Table 1 Model 1 Parameters
Table 2 Model 2 Parameters

Model performances have been measured after training with two different models. According to the performance results, since the success rate in model 2 is higher and the loss function is closer to the value of zero, a better classification result has been obtained compared to model 1. As a result, a classification performance result of 92% in model 2 and 85% in model 1 has been obtained. It has been observed that model 2 with a result closer to 0 is more effective. As the performance values obtained from these models, accuracy and loss function graphs have obtained for 50 epochs as in Table 3. Only the accuracy criterion does not give sufficient results in cases where there are unbalanced data sets [14], thus accuracy, precision, and recall values have also been observed as other performance metrics in Table 4.

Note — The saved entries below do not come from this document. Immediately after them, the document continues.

PR #653, opened 2026-04-09
Braid convergence

benz-spideroak:
### Summary

- Replace the per-strand `is_ancestor` BFS (O(k) per location, where k = graph depth) with an incremental convergence map that identifies convergence points via a single BFS pre-pass, reducing ancestor detection to O(1) amortized
- Bound all braid data structures (`StrandHeap`, `BraidResult`, `ConvergenceMap`) with fixed-capacity `heapless` collections, eliminating unbounded heap allocation during braiding
- Add disk-backed overflow for both `BraidResult` and `ConvergenceMap` via a new `TempFile` abstraction, so large graphs spill to disk instead of OOMing
- Improve the test DSL with a `ConvergeAll` rule that syncs every client pair until convergence, replacing the previous fixed-round approach, and add `sync_client_zero` option to `GenerateGraph`

### Details

**Convergence map** (`convergence_map.rs`, new file): Walks backwards from both merge parents via BFS to find locations reachable from multiple paths. Keeps up to 3 blocks of ~170 entries in memory with LRU eviction to a temp file. During braiding, each prior location is checked against this map in O(1) instead of running a full BFS.

**Bounded braid result** (`braiding.rs`): Replaces `Vec<Location>` with a fixed-capacity `heapless::Vec` that spills to disk in 4KB pages when full. Provides reverse iteration across both in-memory and spilled entries.

**TempFile** (`storage/temp_file.rs`, new file): Platform-abstracted temporary file with `libc` (unlinked file in `/tmp`) and `testing` (in-memory `RefCell<Vec<u8>>`) backends.

**TraversalQueue extensions** (`storage/mod.rs`): Added `push_duplicate` and `pop_duplicates` for the convergence BFS, and new error variants `StrandHeapOverflow` and `ConvergenceRootOverflow`.


crates/aranya-runtime/src/storage/temp_file.rs
```diff
@@ -0,0 +1,135 @@
...
+    fn new() -> Result<Self, StorageError> {
+        use aranya_libc::{
+            self as libc, O_CLOEXEC, O_CREAT, O_DIRECTORY, O_EXCL, O_RDONLY, O_RDWR, Path, S_IRUSR,
+            S_IWUSR,
+        };
+
+        static COUNTER: core::sync::atomic::AtomicU64 = core::sync::atomic::AtomicU64::new(0);
+        let id = COUNTER.fetch_add(1, core::sync::atomic::Ordering::Relaxed);
+
+        let tmp_path = Path::new(b"/tmp\0");
```
chip-so, line 31: Is there a reason we don't want to use `std::env::temp_dir()`?

crates/aranya-runtime/src/storage/temp_file.rs
```diff
@@ -0,0 +1,135 @@
...
+            }
+        }
+        Ok(())
+    }
+}
+
+// --- testing (in-memory) backend ---
+
+#[cfg(all(feature = "testing", not(feature = "libc")))]
+pub struct TempFile {
```
chip-so, line 102: I find it a little weird that `TempFile` is two completely different implementations depending on feature flags (as opposed to e.g. `MemStore` vs `fs_keystore::Store` implementing `KeyStore`). I suppose there's nothing that prevents another implementation from being chosen at run time.

crates/aranya-runtime/src/client/convergence_map.rs
```diff
@@ -0,0 +1,394 @@
...
+/// Number of in-memory blocks.
+const NUM_BLOCKS: usize = 3;
+/// Maximum entries in the root index (3 × BLOCK_ENTRIES).
+/// Each root entry points to one spilled block, so this supports
+/// up to 510 × 170 = 86,700 convergence points before overflow.
+const ROOT_CAPACITY: usize = BLOCK_ENTRIES * 3;
+/// Size of one entry on disk: 3 × u64 = 24 bytes.
+const ENTRY_BYTES: usize = 24;
+/// Size of one block on disk.
+const BLOCK_BYTES: usize = BLOCK_ENTRIES * ENTRY_BYTES;
```
chip-so, line 19: I think the intent here is this fits within a 4K (4096 byte) block, but it's not really stated. And the fact that it's close but not exact (4080 bytes) means that if that's important, it probably needs some padding?

All of this feels rather arbitrary, though, and it would be great to have some explanation for the numbers chosen. And for things like `ENTRY_BYTES`, I think you could just use `size_of::<Entry>()` (or at least `size_of::<u64>() * 3`)?

crates/aranya-runtime/src/client/convergence_map.rs
```diff
@@ -0,0 +1,394 @@
...
+        buf[8..16].copy_from_slice(&(self.location.max_cut.0 as u64).to_le_bytes());
+        buf[16..24].copy_from_slice(&(self.count as u64).to_le_bytes());
+        buf
+    }
+
+    #[allow(clippy::unwrap_used)] // infallible: slices are exactly 8 bytes
+    fn from_bytes(buf: &[u8; ENTRY_BYTES]) -> Self {
+        let segment = u64::from_le_bytes(buf[0..8].try_into().unwrap()) as usize;
+        let max_cut = u64::from_le_bytes(buf[8..16].try_into().unwrap()) as usize;
+        let count = u64::from_le_bytes(buf[16..24].try_into().unwrap()) as usize;
```
chip-so, line 41: I'm assuming all of this is for serializing to disk, so it's probably fine to use `to`/`from_ne_bytes()`.

crates/aranya-runtime/src/storage/mod.rs
```diff
@@ -145,6 +183,50 @@ impl TraversalQueue {
         Ok(self.entries.swap_remove(self.partition))
     }
 
+    /// Pop the entry with the highest `max_cut`, removing all entries
+    /// at that exact location. Returns `(location, count)`.
```
chip-so, line 187: I think this doc comment was meant for the following `pop_duplicates()`.

crates/aranya-runtime/src/storage/mod.rs
```diff
@@ -145,6 +183,50 @@ impl TraversalQueue {
...
+        self.entries.iter().max_by_key(|loc| *loc)
+    }
+
+    pub fn pop_duplicates(&mut self) -> Result<Option<(Location, usize)>, StorageError> {
+        // Find the entry with the highest max_cut.
+        let Some((i, _)) = self.entries.iter().enumerate().max_by_key(|&(_, loc)| *loc) else {
+            return Ok(None);
+        };
+
+        let location = self.entries[i];
```
chip-so, line 202: It's not clear to me why the index `i` was found if the only use for it is to retrieve the entry. Seems like you could just do `let Some(location) = self.entries.iter().max_by_key(|loc| *loc) else { ... }`.

chip-so (commented):
While looking at the disk spill approach, it occurred to me that this is an ideal case for `rkyv` - excess entries are written to disk and read but not modified afterwards. If this could just serialize chunks of data into rkyv'd blocks, maybe some of this looks a lot simpler. Not suggesting a change, just food for thought.

crates/aranya-runtime/src/storage/mod.rs
benz-spideroak: Fixed

crates/aranya-runtime/src/storage/mod.rs
benz-spideroak: Fixed.

crates/aranya-runtime/src/client/convergence_map.rs
benz-spideroak: Fixed.

crates/aranya-runtime/src/client/convergence_map.rs
benz-spideroak: I changed it to `size_of::<u64>() * 3` and fixed the comment. My thought was to make sure it fit in 4K block even on a 64 bit system. I'm not sure how important that actually is. What do you think?

chip-so: I'd say it's somewhat important, if you're likely to have a lot of blocks (where "a lot" is like > 1000). It's unlikely the OS is going to read individual 4K sectors unless you ask it nicely, but it will likely be reading chunks with a granularity of 4K since that's both a common memory page size and a common disk sector size. So it's more about alignment than size. And in that respect, being close to but not quite 4096 is subtly sub-optimal because you will have some blocks that cross those 4K boundaries and potentially require a little more disk IO. The effect is probably subtle, and you'd probably have to bench it on a memory-constrained system to even see it. Personally, I'd write it in whatever size makes sense to you, and leave the micro-optimizations for someone else's particular use case.

chip-so (dismissed):

crates/aranya-runtime/src/storage/temp_file.rs
benz-spideroak: I updated this to use a trait and match `LinearStorage`.

crates/aranya-runtime/src/storage/spill.rs
```diff
@@ -0,0 +1,135 @@
...
+    fn new() -> Result<Self, StorageError> {
+        use aranya_libc::{
+            self as libc, O_CLOEXEC, O_CREAT, O_DIRECTORY, O_EXCL, O_RDONLY, O_RDWR, Path, S_IRUSR,
+            S_IWUSR,
+        };
+
+        static COUNTER: core::sync::atomic::AtomicU64 = core::sync::atomic::AtomicU64::new(0);
+        let id = COUNTER.fetch_add(1, core::sync::atomic::Ordering::Relaxed);
+
+        let tmp_path = Path::new(b"/tmp\0");
```
benz-spideroak: I don't think we can since we're no_std and aranya libc doesn't have a temp_dir.

benz-spideroak: I updated the way this works. Now there's a single file and we write the chunks within it.

chip-so: Then maybe it could be conditional on the `std` feature? Or just use the `TMPDIR` env var if it's available? It's probably unimportant in practice, but macOS, for example, provides a per-user temp directory in `TMPDIR` that `std::env::temp_dir()` uses. I'm not really sure why they prefer you'd use it, but clearly they do.

chip-so: Ah, I see, it's not picking a dir itself anymore. Sounds good.

crates/aranya-runtime/src/client/braiding.rs
```diff
@@ -182,32 +370,32 @@ mod strand_heap {
 
     /// A wrapper around a binary heap which is limited to one finalize command.
     pub struct StrandHeap<S> {
-        heap: BinaryHeap<Strand<S>>,
+        heap: heapless::BinaryHeap<Strand<S>, Max, STRAND_CAPACITY>,
```
jdygert-spok, line 362: This is over 100KB on the stack.

crates/aranya-runtime/src/client/braiding.rs
```diff
@@ -53,19 +47,198 @@ pub(super) fn last_common_ancestor<S: Storage>(
...
+
+        for loc in &self.mem {
+            let mut buf = [0u8; LOCATION_BYTES];
+            buf[0..8].copy_from_slice(&(loc.segment.0 as u64).to_ne_bytes());
+            buf[8..16].copy_from_slice(&(loc.max_cut.0 as u64).to_ne_bytes());
+            self.spill_file.write_at(offset, &buf)?;
+            offset = offset
+                .checked_add(LOCATION_BYTES)
+                .assume("spill offset must not overflow")?;
+        }
```
jdygert-spok: With `zerocopy` (to hide away the unsafe), we can just read and write `&[Location]` directly.

crates/aranya-runtime/src/client/braiding.rs
```diff
@@ -53,19 +47,198 @@ pub(super) fn last_common_ancestor<S: Storage>(
...
+    }
+}
+
+/// Iterator over braid results in forward order (reversed from push order).
+///
+/// Reads the in-memory buffer backwards first, then reads spilled
+/// blocks from disk in reverse.
+///
+/// Does not implement [`Iterator`] because iteration is fallible
+/// (disk reads may fail). Use [`next`](Self::next) directly.
```
jdygert-spok: The usual pattern for this is to make the iterator item a `Result`.

crates/aranya-runtime/src/client/braiding.rs
```diff
@@ -53,19 +47,198 @@ pub(super) fn last_common_ancestor<S: Storage>(
...
+    }
+
+    /// Get the next location in forward braid order.
+    pub fn next(&mut self) -> Result<Option<Location>, ClientError> {
+        // First yield from in-memory buffer (backwards).
+        if self.mem_pos > 0 {
+            self.mem_pos = self
+                .mem_pos
+                .checked_sub(1)
+                .assume("mem_pos > 0 checked above")?;
```
jdygert-spok: nit:

```suggestion
        if let Some(prev_mem_pos) = self.mem_pos.checked_sub(1) {
            self.mem_pos = prev_mem_pos;
```

Same below

crates/aranya-runtime/src/storage/spill.rs
```diff
@@ -0,0 +1,153 @@
...
+
+use crate::{StorageError, storage::Spill};
+
+// --- libc backend ---
+
+/// File-backed spill. Created unlinked inside a caller-supplied directory
+/// and cleaned up when the last clone of the handle is dropped.
+#[cfg(feature = "libc")]
+pub struct LibcSpill {
+    fd: alloc::sync::Arc<aranya_libc::OwnedFd>,
```
jdygert-spok: Unused arc?

crates/aranya-runtime/src/storage/mod.rs
```diff
@@ -15,6 +15,26 @@ use crate::{Address, CmdId, Command, PolicyId, Prior};
...
+
+/// Byte-addressable overflow storage for braid and convergence data.
+///
+/// Implemented by [`LibcSpill`] (file-backed) and [`MemSpill`] (in-memory);
+/// each backend has its own constructor signature (paths, etc.), matching
+/// how [`IoManager`](linear::io::IoManager) backends are constructed.
+/// Callers build a spill and pass it in.
+pub trait Spill {
+    /// Write `data` at the given byte offset.
+    fn write_at(&self, offset: usize, data: &[u8]) -> Result<(), StorageError>;
```
jdygert-spok: Let's make this `&mut self`.

crates/aranya-runtime/src/client/braiding.rs
```diff
@@ -251,22 +217,28 @@ impl<'a, F: ScratchFile> BraidIter<'a, F> {
...
     right: Location,
     lca: Location,
     buffer: &mut TraversalBuffer,
-) -> Result<BraidResult<F>, ClientError> {
+    make_spill: &MS,
+) -> Result<BraidResult<F>, ClientError>
+where
+    S: Storage,
+    F: Spill,
+    MS: Fn() -> Result<F, StorageError>,
```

Table 3 Accuracy and loss rates
Table 4 Precision and Recall Metrics

TP (True positive): Correct detection of the tumor image.

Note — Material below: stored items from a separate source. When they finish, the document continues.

PR #654, opened 2026-04-13
core: reexport aranya-crypto members for public API

### LINKED ISSUE #625: crypto: stabilize the Engine and DefaultEngine implementations
Stabilize the Engine and DefaultEngine implementations an expose them via API.

djohnson-spideroak:
closes #625

### DIFF
--- a/crates/aranya-core/tests/crypto_reexports.rs
+++ b/crates/aranya-core/tests/crypto_reexports.rs
@@ -1,0 +1,100 @@
+//! Compile-only regression test: names every symbol re-exported from
+//! [`aranya_core::crypto`]. If a name is renamed, removed, or moved
+//! upstream, this test stops compiling — the breakage surfaces here
+//! at the facade rather than silently in downstream integrations.
+
+#![cfg(all(feature = "std", feature = "memstore"))]
+#![allow(dead_code)]
+
+// Each `use` forces the path to resolve at compile time. That is the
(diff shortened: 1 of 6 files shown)


crates/aranya-core/tests/crypto_reexports.rs
djohnson-spideroak, line 1: I wasnt sure if we actually wanted a file like this, but it seems useful. We can more quickly catch changes we might overlook otherwise if the API changes. We may even want to add compile time tests for the other exports as well.

jdygert-spok: Could probably use [cargo-public-api](https://crates.io/crates/cargo-public-api) instead.

djohnson-spideroak: Do we already use cargo-public-api? Also, it only has 150k downloads lifetime, do we trust it over just writing these cumbersome test files?

jdygert-spok: We used it some for `aranya`, we aren't using it in CI anywhere.

Writing all these manually seems tedious and error prone, and public-api would be sure to show us all the trait bounds on every type. e.g. if something stopped being `Sync`.

djohnson-spideroak:
closing in favor of https://github.com/aranya-project/aranya-core/pull/662

PR #655, opened 2026-04-14
Ignore advisory RUSTSEC-2026-0097

chip-so:
We aren't using the `log` or `thread_rng` features of `rand`, so this advisory doesn't apply to us.


djohnson-spideroak (approved):

jdygert-spok:
We do conditionally enable the thread rng. (In this version it is behind std intead of a separate feature). But we don't enable `rand/log` or use rand in any loggers so we should still be fine.

jdygert-spok (approved):

PR #659, opened 2026-04-16
runtime: forward `StorageProvider` and `PolicyStore` impls

### LINKED ISSUE #660: core: change client state to be able to accept PolicyStore and LinearStorage references
discussed in the call today 2026-04-16. Can do impl's on the references for both LinearStorage and PolicyStore so that they can be accepted as references. The goal is to allow the caller to manage where they are kept in memory.

jdygert-spok:
Closes #660.

### DIFF
--- a/crates/aranya-runtime/src/policy.rs
+++ b/crates/aranya-runtime/src/policy.rs
@@ -179,3 +179,71 @@ pub enum CommandPlacement {
     /// The command is being evaluated off-graph in an ephemeral session.
     OffGraph,
 }
+
+mod impls {
+    use alloc::boxed::Box;
+
+    use super::{PolicyError, PolicyId, PolicyStore, Sink};
+
+    impl<PS: PolicyStore> PolicyStore for &mut PS {
+        type Policy = PS::Policy;
+        type Effect = PS::Effect;
+
+        fn add_policy(&mut self, policy: &[u8]) -> Result<PolicyId, PolicyError> {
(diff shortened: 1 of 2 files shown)


chip-so (approved):

crates/aranya-runtime/src/policy.rs
```diff
@@ -179,3 +179,71 @@ pub enum CommandPlacement {
...
+        fn add_policy(&mut self, policy: &[u8]) -> Result<PolicyId, PolicyError> {
+            PS::add_policy(self, policy)
+        }
+
+        fn get_policy(&self, id: PolicyId) -> Result<&Self::Policy, PolicyError> {
+            PS::get_policy(self, id)
+        }
+    }
+
+    impl<S: Sink<Eff>, Eff> Sink<Eff> for &mut S {
```
chip-so, line 214: So if I'm understanding this correctly, the `Eff` in `S: Sink<Eff>` is actually the generic described _afterwards_? Is there a reason it's listed in that order and not the other way that would read more obviously?

djohnson-spideroak (approved):
closes #660

crates/aranya-runtime/src/policy.rs
jdygert-spok: No reason, just how I happened to write it. It seems less weird in the equivalent desugared form:
```rust
impl<S, Eff> Sink<Eff> for &mut S
    where S: Sink<Eff>
```

PR #662, opened 2026-04-17
core: reexport aranya_crypto and keystore

### LINKED ISSUE #625: crypto: stabilize the Engine and DefaultEngine implementations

FP (False positive): Incorrect detection of the healthy image.

TN (True negative): Correct detection of the healthy image.

FN (False negative): False detection of the tumor image.

Precision rate (P) = TP / (TP + FP).

Recall rate (R) = TP / (TP + FN).

3 Conclusion

In this study, the performance performances of CNN- and VGG-based proposed models for tumor detection through MRI images, which are frequently used in health care, in classification have been evaluated. The number of convolutional layers, dataset quality, number of epochs can be among the main criteria that can affect the success of the model during training. The number of patient samples may be limited in the training set and thus this situation may lead to over-learning. It has been observed that better results can be obtained with a limited number of images with the VGG-based model, which has a pre-trained architecture for such cases. As a result, it has been observed that pre-trained VGG-based models have high applicability in the health field where data acquisition is limited even if they are trained with objects with different characteristics. It has been observed that the learned features during training can be transferred with high accuracy on different models and it makes such models a viable option for classification problems in the healthcare field.